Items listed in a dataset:
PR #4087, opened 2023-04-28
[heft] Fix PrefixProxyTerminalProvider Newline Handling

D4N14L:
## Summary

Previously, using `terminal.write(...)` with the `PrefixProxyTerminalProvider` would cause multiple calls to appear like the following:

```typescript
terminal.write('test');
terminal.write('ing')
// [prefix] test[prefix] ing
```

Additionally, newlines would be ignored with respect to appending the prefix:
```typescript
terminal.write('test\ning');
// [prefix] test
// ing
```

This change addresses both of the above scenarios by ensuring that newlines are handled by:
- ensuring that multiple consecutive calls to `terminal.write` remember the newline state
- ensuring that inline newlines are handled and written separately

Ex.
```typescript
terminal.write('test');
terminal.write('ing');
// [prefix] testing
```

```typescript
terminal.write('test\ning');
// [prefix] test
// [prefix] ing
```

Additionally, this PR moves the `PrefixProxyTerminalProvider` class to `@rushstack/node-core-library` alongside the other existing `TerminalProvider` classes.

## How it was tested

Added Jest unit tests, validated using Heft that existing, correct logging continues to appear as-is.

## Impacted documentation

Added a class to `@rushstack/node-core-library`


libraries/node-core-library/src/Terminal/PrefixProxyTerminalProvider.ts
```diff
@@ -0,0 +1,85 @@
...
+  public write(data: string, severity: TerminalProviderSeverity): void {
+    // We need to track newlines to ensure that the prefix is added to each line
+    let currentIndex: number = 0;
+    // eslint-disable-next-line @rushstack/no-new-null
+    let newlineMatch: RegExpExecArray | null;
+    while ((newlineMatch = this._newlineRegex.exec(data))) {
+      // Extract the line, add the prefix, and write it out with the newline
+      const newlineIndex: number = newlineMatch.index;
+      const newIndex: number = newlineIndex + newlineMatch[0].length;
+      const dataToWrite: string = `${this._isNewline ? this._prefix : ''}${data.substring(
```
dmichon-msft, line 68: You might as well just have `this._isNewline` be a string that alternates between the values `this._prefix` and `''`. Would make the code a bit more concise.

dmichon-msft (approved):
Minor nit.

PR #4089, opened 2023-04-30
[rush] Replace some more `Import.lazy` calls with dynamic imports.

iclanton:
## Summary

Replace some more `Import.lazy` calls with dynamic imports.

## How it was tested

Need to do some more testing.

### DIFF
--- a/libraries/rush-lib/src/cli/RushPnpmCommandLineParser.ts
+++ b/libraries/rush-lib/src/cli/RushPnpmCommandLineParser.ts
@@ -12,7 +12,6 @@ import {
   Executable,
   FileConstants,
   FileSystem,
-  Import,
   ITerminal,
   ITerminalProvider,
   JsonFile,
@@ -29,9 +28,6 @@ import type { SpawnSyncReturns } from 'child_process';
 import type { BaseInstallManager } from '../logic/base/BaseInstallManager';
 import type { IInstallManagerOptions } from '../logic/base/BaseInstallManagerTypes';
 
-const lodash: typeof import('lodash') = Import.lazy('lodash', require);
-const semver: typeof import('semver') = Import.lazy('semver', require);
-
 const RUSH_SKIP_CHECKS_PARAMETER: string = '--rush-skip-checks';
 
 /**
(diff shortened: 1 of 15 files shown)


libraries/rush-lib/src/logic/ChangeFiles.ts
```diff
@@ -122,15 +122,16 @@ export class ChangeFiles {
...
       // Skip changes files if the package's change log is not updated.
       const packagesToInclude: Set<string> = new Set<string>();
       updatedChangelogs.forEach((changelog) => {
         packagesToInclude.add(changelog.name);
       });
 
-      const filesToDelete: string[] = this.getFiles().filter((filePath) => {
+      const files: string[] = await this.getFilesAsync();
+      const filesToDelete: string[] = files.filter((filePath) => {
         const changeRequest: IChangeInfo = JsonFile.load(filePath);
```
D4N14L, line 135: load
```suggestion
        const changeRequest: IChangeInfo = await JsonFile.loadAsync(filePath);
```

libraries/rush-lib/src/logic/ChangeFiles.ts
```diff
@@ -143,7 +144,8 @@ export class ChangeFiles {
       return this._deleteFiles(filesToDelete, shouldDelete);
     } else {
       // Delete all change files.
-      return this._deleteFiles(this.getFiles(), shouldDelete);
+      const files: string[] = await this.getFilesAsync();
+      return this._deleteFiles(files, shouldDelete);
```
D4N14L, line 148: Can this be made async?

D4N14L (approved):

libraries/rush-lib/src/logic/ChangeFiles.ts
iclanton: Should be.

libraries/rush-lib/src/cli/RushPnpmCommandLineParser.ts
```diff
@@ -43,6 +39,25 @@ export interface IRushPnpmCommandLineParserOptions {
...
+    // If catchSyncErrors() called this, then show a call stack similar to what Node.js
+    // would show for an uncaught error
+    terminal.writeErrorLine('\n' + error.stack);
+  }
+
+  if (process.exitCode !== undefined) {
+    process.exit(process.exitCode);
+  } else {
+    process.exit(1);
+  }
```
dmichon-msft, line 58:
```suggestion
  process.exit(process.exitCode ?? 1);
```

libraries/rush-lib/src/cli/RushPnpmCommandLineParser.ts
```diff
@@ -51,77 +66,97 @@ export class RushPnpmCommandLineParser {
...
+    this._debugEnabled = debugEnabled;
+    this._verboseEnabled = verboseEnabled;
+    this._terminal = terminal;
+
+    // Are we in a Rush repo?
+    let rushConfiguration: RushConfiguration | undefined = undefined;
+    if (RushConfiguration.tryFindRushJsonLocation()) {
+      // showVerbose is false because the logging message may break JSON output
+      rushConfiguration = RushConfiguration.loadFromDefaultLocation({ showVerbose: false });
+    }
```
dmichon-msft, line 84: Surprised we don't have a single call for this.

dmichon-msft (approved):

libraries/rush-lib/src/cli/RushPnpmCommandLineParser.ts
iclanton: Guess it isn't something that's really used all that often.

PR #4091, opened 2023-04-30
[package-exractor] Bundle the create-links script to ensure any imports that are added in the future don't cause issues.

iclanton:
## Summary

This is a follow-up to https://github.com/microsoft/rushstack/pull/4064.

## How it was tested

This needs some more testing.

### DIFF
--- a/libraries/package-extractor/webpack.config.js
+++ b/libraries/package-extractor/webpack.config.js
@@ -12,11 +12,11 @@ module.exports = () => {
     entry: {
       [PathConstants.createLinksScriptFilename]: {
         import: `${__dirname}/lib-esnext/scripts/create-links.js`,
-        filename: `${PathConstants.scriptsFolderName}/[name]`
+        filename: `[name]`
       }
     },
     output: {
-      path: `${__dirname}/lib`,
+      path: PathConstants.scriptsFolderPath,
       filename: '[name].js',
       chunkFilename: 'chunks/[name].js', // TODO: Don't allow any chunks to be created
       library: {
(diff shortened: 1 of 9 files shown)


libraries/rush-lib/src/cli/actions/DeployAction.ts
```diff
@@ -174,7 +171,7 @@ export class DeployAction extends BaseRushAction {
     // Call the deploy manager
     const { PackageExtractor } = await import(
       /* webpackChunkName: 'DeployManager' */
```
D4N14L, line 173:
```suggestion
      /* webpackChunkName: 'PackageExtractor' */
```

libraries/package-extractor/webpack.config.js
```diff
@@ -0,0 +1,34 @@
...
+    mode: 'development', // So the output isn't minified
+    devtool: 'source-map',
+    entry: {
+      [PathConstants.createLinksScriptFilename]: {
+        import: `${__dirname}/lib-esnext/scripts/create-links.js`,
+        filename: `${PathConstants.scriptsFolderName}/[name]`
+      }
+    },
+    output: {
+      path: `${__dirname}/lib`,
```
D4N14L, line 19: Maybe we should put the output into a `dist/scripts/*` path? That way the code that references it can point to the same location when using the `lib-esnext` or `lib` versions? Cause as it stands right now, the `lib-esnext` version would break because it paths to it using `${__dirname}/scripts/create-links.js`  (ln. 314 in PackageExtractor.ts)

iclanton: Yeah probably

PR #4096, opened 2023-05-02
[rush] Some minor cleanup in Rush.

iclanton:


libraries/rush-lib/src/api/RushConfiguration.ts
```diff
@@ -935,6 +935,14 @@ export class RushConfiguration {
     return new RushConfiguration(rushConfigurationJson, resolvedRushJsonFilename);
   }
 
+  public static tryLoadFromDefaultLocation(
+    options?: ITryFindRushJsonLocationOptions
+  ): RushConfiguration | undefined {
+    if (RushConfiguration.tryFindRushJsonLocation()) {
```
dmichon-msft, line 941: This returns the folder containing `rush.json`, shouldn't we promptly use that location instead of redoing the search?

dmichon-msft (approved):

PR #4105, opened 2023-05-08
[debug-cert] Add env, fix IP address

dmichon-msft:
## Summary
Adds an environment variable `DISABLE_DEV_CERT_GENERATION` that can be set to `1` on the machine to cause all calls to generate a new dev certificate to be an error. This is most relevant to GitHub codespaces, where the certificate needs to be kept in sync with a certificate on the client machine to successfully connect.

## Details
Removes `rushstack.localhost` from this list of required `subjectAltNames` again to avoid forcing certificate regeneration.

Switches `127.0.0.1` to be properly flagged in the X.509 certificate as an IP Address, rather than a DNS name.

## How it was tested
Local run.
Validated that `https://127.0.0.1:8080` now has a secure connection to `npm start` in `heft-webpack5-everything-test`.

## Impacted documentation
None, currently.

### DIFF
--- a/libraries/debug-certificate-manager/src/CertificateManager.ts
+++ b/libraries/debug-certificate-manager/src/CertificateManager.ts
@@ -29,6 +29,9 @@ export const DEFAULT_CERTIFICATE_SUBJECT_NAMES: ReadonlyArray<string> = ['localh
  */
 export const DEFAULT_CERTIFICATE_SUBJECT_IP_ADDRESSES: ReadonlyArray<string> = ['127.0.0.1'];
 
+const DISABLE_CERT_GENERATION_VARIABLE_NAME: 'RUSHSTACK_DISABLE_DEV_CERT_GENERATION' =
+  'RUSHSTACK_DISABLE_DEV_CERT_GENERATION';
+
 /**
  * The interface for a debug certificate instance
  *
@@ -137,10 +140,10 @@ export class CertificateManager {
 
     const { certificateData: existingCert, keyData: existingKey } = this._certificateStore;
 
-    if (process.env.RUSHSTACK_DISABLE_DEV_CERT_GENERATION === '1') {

● Exercise description
Write only the number of lines above that contain "Replace".

● Exercise answer
2